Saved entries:
PR #409, opened 2020-01-31
Use release tag commit date instead of released date

### LINKED ISSUE #222: Incorrect timestamp is used when drafting
@TimonVS seems that the GraphQL is using the date from the tag/release when it was created instead of using the date from when the tagged commit was created. That way, not all PRs will show :cry: 

https://github.com/jenkinsci/accurev-plugin

image
image

mangolas:
This change is about using commit date rather than Github releases published date for the basis of searching which commits should be used to fill next draft release changelog.

Github release published date is unchangeable and it is set to the creation time of the release. Even though tag is most often created with the release and their dates are same, this is not always the case, sometimes release tags have to be manipulated outside of release.

I couldn't figure a way to do this change in one GraphQL query, so I'm introducing a separate query here to fetch the commit date of the tag.

Fixes #222

### DIFF
--- a/lib/commits.js
+++ b/lib/commits.js
@@ -54,6 +54,35 @@ module.exports.findCommitsWithAssociatedPullRequestsQuery = /* GraphQL */ `
   }
 `
 
+const findTagCommitTimestampQuery = /* GraphQL */ `
+  query findTagCommitTimestamp($name: String!, $owner: String!, $tag: String!) {
+    repository(name: $name, owner: $owner) {
+      object(expression: $tag) {
+        ... on Commit {
+          committedDate
+        }
+      }
+    }
+  }
+`
+
+const findTagCommitTimestamp = async ({ context, tag }) => {
+  const { owner, repo } = context.repo()
+  const variables = { name: repo, owner, tag }
+  const dataPath = ['repository', 'object', 'committedDate']
+
+  let data = await context.github.graphql(
+    findTagCommitTimestampQuery,
+    variables
+  )
+  if (!_.has(data, dataPath)) {
+    throw new Error(
+      `Data doesn't contain 'committedDate' field when querying tag '${tag}'`
+    )
+  }
+  return _.get(data, dataPath)
+}
+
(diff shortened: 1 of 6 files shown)


casz:
Perhaps we could raise a request for release to also have tag creation date?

Task brief:
Whenever "used" occurs in a line above, copy that line.

Written answer:
### LINKED ISSUE #222: Incorrect timestamp is used when drafting
This change is about using commit date rather than Github releases published date for the basis of searching which commits should be used to fill next draft release changelog.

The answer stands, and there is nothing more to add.